---- Data for review

PR #16950, opened 2024-11-14
[PyROOT] Retain C++ ownership for TColor

vepadulano:
Prevent crashes due to TColor memory ownership


guitargeek (approved):
Thanks!

dpiparo (approved):
The failure is unrelated. As far as I am concerned, the fix could be merged and backported to 6.34.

--------

**What you should do:** When a line in the data contains "approved", return it as written.

**Answer to the problem:**
guitargeek (approved):
dpiparo (approved):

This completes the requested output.